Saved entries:
⁂
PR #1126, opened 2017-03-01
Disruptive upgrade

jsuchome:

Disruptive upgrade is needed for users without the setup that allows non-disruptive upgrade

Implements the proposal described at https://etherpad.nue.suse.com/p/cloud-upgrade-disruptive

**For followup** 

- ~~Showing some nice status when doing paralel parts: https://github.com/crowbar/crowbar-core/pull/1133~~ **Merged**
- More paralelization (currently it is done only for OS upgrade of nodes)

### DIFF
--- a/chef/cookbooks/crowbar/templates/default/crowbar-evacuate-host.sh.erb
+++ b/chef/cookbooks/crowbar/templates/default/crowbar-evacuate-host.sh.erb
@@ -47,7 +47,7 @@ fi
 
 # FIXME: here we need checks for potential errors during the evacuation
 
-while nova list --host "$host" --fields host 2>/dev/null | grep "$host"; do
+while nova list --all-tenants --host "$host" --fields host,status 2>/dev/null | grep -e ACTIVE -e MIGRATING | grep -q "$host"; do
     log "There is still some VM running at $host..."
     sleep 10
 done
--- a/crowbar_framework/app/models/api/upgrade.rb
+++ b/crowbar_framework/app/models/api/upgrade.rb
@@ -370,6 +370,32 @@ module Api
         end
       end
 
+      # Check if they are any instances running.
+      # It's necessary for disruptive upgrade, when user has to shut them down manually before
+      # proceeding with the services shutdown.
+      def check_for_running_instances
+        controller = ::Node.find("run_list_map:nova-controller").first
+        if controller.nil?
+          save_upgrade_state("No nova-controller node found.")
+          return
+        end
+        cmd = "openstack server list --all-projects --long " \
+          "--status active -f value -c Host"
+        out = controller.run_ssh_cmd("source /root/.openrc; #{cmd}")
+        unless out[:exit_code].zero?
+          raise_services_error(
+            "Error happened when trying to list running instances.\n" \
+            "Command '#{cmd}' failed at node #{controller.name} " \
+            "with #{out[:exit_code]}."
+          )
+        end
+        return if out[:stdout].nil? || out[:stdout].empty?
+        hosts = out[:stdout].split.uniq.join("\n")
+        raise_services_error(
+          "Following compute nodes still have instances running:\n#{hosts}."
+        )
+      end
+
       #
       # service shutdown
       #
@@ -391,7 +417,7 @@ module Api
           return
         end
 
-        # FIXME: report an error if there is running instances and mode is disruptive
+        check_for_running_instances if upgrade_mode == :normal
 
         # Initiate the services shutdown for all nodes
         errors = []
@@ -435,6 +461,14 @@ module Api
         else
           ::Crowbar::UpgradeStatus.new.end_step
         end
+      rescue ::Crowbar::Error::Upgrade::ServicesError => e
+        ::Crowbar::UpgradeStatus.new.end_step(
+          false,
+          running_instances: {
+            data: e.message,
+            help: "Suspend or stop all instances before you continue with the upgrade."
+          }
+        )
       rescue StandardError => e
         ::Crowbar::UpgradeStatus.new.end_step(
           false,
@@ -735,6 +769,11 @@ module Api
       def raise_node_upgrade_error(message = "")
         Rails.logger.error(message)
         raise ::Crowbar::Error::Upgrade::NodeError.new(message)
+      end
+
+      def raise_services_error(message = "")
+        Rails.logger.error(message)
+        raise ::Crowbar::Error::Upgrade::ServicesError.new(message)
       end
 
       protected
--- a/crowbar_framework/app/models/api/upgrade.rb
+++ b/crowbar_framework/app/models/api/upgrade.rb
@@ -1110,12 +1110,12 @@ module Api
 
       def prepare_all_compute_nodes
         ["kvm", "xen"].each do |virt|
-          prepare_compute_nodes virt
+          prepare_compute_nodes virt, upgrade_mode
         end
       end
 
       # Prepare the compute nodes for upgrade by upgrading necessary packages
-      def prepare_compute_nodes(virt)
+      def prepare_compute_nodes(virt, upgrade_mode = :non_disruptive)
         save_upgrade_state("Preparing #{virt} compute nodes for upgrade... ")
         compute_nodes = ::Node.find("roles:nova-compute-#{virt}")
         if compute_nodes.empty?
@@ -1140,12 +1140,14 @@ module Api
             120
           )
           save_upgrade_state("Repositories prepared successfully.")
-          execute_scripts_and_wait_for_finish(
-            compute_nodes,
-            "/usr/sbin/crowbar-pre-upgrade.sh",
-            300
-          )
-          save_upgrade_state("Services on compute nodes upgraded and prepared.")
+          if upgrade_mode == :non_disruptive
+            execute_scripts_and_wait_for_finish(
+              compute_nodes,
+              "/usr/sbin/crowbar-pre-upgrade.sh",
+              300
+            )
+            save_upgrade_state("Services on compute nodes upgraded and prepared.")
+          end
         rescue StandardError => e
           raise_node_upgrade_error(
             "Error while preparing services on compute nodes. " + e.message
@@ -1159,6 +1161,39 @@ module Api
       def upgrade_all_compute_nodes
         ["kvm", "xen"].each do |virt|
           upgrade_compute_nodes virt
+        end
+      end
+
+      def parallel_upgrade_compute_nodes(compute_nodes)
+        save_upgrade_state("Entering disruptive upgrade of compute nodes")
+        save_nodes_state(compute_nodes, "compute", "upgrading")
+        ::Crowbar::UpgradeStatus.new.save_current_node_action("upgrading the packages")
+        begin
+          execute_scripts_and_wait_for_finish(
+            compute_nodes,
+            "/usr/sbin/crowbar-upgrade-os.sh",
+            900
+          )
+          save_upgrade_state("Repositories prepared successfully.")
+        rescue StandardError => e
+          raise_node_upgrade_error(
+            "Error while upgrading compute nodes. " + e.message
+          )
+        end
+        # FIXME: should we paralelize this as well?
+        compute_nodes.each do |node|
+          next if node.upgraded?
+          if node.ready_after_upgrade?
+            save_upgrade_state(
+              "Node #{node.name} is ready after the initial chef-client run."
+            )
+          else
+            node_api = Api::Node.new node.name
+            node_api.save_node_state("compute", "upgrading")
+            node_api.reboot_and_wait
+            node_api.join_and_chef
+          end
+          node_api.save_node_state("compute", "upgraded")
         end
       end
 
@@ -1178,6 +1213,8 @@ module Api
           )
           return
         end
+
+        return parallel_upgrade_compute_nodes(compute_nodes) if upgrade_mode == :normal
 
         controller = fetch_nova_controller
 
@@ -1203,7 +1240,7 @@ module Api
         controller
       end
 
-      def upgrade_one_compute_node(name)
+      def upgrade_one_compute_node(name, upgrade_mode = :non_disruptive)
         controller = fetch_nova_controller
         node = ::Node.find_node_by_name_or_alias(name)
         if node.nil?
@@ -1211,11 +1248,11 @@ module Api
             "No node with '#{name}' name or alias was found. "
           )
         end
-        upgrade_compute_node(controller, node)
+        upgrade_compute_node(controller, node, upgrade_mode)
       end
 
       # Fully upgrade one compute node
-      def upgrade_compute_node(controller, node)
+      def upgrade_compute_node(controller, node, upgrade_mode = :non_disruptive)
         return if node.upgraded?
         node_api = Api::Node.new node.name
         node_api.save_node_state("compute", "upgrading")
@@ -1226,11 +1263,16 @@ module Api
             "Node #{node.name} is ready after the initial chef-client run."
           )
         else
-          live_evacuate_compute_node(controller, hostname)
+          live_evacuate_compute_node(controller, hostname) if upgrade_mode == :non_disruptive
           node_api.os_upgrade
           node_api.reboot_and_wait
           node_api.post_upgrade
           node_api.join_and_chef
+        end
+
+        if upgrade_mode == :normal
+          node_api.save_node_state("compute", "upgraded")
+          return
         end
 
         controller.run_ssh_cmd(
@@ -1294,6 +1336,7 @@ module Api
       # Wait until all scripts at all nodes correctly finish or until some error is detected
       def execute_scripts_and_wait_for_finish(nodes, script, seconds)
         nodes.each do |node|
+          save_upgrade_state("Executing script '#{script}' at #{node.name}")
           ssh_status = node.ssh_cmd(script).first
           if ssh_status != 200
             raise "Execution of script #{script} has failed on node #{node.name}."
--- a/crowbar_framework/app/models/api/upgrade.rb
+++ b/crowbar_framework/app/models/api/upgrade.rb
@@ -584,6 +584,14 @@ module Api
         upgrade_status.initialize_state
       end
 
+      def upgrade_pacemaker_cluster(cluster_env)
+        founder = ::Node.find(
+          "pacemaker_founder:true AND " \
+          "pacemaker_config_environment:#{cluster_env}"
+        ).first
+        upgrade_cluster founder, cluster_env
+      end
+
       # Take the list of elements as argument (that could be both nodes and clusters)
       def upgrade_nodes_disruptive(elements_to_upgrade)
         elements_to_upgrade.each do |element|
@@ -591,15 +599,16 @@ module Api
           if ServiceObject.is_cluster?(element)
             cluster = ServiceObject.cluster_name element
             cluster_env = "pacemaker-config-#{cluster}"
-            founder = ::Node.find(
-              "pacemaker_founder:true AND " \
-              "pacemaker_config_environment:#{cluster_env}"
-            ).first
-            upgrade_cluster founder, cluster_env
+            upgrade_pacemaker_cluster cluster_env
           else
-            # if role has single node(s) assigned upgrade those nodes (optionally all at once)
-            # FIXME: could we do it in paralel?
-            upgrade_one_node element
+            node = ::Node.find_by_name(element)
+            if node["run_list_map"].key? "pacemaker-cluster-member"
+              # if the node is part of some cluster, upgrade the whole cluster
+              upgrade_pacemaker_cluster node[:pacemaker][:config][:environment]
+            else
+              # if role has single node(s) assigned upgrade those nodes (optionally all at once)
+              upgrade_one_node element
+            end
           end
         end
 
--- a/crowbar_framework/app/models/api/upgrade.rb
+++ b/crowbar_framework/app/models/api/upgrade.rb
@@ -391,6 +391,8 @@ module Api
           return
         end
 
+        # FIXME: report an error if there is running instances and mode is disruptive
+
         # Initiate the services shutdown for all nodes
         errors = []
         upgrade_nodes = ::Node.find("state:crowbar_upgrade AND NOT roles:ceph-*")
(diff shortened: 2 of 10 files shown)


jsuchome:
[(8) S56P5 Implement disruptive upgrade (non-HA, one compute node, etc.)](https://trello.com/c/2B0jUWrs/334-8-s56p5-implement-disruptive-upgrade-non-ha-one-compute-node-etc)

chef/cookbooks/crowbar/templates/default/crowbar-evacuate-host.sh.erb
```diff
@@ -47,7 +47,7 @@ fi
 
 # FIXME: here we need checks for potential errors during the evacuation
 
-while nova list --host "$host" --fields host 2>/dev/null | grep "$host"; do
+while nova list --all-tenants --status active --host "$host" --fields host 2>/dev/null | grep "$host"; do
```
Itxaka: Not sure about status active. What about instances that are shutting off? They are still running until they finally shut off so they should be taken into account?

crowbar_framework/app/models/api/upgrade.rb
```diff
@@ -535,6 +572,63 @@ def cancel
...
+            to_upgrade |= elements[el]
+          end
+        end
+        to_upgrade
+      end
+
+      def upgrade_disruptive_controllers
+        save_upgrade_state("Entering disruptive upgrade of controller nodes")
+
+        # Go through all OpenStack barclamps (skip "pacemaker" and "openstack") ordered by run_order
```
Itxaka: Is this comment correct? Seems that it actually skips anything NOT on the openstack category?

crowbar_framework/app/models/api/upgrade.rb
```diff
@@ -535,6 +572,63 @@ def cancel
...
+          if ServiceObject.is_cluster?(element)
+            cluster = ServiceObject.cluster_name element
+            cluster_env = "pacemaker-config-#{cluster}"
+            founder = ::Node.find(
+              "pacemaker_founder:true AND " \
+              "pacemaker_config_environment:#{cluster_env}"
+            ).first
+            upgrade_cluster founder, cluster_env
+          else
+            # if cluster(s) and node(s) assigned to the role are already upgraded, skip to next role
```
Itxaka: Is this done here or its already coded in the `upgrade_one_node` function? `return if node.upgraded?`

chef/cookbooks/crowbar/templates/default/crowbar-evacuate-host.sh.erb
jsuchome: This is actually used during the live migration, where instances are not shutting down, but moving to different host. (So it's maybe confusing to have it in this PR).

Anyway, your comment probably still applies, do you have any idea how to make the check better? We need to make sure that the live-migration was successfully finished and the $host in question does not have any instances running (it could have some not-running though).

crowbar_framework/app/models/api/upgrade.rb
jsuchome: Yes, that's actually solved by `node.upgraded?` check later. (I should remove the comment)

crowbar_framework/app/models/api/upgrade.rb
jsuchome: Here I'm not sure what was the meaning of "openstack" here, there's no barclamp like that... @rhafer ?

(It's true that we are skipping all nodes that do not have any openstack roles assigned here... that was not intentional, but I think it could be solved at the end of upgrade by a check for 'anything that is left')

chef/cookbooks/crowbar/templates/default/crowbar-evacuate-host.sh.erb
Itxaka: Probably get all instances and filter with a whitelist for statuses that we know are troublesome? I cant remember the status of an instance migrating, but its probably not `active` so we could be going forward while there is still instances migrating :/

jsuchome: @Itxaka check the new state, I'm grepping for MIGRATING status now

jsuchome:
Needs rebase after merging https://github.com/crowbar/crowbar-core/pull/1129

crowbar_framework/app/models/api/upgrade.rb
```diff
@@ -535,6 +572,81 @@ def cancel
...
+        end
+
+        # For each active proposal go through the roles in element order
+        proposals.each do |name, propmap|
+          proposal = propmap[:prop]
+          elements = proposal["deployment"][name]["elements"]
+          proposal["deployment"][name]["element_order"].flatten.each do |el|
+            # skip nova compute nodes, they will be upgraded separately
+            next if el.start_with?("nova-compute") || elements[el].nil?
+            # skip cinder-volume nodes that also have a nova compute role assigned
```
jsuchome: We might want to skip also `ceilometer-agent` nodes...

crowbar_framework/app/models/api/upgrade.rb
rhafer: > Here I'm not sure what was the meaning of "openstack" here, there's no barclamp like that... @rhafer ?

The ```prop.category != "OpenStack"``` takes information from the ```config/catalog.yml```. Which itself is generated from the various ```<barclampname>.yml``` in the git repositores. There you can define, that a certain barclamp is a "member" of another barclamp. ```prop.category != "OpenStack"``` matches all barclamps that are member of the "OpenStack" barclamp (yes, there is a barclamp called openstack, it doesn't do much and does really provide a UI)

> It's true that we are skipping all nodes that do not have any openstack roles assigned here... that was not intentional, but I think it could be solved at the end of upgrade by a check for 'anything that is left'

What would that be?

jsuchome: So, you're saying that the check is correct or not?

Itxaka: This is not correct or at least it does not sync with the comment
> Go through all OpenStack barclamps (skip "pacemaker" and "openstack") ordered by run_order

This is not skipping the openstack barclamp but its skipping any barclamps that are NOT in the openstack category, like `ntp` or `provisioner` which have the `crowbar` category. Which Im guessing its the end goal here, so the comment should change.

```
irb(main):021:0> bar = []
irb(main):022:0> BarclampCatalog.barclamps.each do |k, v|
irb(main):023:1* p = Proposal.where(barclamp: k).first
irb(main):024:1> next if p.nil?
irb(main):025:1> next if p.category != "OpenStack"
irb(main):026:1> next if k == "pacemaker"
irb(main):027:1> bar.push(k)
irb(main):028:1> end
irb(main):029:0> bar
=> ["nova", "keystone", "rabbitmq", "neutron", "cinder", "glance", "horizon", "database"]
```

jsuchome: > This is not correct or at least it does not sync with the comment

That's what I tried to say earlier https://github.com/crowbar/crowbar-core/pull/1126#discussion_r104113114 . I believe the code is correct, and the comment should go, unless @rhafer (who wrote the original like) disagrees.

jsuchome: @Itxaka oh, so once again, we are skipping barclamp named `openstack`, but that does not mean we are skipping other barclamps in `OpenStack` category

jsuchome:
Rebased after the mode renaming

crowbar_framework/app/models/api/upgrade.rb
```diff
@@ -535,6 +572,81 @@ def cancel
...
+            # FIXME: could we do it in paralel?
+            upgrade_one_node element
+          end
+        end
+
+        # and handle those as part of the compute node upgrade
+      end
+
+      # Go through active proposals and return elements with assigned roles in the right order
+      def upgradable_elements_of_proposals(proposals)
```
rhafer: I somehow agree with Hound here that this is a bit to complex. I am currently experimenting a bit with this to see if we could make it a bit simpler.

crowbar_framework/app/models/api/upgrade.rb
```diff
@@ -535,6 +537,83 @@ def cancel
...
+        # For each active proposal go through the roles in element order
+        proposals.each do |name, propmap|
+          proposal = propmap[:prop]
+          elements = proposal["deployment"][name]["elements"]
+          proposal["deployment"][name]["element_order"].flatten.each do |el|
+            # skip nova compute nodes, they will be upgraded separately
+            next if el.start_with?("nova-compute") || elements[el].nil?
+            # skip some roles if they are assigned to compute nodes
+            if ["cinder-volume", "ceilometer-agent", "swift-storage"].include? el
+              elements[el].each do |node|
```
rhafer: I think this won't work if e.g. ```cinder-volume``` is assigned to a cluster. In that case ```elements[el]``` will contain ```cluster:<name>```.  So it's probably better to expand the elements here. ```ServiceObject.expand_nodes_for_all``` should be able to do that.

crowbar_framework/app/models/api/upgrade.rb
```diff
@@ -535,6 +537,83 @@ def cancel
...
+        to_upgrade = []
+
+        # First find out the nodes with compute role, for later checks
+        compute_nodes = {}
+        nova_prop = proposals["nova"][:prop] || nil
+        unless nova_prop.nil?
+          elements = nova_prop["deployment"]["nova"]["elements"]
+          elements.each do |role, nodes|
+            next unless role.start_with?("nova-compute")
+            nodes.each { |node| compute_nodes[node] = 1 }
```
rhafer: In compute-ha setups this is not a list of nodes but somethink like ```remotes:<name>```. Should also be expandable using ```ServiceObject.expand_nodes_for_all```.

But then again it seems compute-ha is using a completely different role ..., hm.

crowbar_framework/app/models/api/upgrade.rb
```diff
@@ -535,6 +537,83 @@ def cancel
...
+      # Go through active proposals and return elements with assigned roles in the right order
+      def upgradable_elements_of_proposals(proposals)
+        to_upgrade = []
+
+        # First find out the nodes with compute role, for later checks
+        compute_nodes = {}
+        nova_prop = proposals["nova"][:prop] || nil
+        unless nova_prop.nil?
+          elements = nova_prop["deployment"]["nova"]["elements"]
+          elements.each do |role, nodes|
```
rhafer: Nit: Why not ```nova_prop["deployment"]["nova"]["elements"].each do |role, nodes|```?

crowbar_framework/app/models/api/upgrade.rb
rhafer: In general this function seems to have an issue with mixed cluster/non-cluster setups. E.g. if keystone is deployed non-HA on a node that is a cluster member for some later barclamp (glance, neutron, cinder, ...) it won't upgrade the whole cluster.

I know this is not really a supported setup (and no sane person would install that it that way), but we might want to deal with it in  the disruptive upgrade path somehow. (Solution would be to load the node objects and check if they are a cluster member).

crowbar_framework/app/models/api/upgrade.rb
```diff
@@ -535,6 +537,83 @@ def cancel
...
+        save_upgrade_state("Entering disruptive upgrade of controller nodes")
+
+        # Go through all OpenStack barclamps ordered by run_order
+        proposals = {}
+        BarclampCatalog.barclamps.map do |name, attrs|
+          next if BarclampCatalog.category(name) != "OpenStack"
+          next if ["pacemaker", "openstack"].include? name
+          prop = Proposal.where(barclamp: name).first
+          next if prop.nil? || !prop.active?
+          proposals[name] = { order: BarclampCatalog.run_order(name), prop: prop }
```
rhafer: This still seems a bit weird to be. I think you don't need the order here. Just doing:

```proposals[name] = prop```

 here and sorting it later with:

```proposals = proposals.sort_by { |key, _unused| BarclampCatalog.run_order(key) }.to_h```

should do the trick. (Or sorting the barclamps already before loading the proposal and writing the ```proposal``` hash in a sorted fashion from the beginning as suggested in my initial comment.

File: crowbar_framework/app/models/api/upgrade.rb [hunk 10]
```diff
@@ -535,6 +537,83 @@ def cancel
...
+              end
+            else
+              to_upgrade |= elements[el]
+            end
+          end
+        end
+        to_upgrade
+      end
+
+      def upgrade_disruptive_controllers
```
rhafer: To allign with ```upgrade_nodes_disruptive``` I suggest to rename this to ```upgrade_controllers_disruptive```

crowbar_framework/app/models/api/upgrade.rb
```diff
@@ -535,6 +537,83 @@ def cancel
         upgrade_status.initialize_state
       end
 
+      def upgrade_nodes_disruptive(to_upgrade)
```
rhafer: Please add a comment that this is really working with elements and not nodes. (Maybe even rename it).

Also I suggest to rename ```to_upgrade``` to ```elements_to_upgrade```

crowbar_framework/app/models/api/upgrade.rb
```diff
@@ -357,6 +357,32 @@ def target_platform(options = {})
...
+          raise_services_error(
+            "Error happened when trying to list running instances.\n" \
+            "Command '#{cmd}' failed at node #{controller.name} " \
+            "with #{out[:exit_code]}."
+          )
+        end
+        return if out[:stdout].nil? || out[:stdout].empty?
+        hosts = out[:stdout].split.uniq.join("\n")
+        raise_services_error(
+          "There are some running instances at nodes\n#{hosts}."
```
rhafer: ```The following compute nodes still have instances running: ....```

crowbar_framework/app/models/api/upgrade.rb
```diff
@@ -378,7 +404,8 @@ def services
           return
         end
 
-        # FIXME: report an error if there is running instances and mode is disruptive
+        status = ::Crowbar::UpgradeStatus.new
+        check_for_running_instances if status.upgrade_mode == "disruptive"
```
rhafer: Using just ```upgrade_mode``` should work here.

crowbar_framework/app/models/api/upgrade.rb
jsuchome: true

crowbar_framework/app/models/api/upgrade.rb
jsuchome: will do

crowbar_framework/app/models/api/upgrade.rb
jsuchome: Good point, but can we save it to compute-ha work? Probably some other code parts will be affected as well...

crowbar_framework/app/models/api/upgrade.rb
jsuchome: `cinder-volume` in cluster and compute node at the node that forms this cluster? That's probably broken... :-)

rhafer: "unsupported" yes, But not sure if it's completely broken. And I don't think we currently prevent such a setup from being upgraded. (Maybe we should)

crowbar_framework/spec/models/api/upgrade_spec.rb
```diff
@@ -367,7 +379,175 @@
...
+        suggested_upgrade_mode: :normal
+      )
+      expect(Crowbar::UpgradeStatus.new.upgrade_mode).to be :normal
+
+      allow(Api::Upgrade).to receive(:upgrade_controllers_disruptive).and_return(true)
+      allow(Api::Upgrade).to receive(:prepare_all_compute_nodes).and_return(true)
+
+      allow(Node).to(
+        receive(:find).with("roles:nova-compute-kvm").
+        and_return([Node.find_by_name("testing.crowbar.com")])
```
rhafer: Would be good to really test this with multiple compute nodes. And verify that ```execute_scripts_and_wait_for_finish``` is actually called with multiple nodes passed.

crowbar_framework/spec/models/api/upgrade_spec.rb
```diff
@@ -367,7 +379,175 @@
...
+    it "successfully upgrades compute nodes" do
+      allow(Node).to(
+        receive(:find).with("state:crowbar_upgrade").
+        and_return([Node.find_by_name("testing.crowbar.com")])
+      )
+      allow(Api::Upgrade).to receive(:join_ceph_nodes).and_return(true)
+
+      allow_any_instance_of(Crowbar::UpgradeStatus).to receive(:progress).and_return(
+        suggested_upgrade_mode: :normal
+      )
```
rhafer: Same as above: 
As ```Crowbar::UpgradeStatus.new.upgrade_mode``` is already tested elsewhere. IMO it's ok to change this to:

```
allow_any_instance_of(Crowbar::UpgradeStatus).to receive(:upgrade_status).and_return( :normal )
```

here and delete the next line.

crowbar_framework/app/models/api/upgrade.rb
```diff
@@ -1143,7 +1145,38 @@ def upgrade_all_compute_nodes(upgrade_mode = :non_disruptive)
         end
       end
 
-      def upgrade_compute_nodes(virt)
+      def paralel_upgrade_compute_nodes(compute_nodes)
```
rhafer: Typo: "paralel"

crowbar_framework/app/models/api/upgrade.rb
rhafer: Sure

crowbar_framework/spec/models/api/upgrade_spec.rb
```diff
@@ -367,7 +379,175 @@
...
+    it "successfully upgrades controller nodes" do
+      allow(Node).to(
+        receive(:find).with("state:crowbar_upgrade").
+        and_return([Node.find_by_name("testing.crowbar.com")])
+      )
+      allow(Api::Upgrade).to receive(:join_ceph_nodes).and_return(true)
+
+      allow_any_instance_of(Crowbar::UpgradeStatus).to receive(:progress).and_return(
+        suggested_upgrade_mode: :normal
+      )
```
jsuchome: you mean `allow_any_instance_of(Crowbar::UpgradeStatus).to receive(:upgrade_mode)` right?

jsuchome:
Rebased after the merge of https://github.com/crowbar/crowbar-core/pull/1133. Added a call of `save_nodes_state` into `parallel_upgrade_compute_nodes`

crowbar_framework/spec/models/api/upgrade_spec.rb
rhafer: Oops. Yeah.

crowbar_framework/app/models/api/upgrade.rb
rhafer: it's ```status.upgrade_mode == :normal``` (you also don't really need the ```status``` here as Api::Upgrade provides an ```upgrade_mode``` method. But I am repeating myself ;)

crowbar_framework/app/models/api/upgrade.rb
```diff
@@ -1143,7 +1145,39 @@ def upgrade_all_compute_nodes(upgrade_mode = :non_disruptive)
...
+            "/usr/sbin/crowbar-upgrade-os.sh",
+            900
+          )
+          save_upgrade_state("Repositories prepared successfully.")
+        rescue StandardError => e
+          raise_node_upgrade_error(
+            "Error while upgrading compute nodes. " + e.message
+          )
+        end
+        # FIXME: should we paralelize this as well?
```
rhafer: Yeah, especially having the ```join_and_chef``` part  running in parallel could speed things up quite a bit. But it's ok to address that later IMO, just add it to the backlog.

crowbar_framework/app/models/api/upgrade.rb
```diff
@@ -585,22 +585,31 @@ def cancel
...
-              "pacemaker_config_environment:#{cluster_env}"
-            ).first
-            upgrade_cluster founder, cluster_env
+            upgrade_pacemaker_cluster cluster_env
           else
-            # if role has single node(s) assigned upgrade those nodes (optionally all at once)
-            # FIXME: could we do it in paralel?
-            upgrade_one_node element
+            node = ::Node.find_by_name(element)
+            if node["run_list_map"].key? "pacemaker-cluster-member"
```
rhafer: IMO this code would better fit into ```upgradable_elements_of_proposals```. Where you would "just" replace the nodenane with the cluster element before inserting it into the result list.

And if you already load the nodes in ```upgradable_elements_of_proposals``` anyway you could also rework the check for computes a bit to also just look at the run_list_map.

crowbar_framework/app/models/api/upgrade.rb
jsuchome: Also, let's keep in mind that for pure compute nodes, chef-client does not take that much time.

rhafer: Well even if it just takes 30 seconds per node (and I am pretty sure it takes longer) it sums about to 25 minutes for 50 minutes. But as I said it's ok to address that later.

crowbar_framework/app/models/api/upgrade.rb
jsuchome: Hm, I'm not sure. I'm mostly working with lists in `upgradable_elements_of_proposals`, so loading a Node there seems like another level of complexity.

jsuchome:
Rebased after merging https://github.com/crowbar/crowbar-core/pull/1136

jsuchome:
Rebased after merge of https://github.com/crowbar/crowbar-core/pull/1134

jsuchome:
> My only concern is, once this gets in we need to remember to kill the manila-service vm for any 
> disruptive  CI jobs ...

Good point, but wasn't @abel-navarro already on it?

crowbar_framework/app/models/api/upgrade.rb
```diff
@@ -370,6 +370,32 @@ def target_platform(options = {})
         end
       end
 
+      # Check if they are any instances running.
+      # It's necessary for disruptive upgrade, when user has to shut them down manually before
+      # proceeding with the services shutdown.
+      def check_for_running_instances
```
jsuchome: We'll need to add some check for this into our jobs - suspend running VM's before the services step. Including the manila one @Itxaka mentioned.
⁂
§ HOW TO COMPLETE THIS TASK
Word for word, output the lines of the data from its first line through the line where "list --all-tenants --host" appears, and stop there.

§ EXERCISE OUTPUT
PR #1126, opened 2017-03-01
Disruptive upgrade

jsuchome:

Disruptive upgrade is needed for users without the setup that allows non-disruptive upgrade

Implements the proposal described at https://etherpad.nue.suse.com/p/cloud-upgrade-disruptive

**For followup** 

- ~~Showing some nice status when doing paralel parts: https://github.com/crowbar/crowbar-core/pull/1133~~ **Merged**
- More paralelization (currently it is done only for OS upgrade of nodes)

### DIFF
--- a/chef/cookbooks/crowbar/templates/default/crowbar-evacuate-host.sh.erb
+++ b/chef/cookbooks/crowbar/templates/default/crowbar-evacuate-host.sh.erb
@@ -47,7 +47,7 @@ fi
 
 # FIXME: here we need checks for potential errors during the evacuation
 
-while nova list --host "$host" --fields host 2>/dev/null | grep "$host"; do
+while nova list --all-tenants --host "$host" --fields host,status 2>/dev/null | grep -e ACTIVE -e MIGRATING | grep -q "$host"; do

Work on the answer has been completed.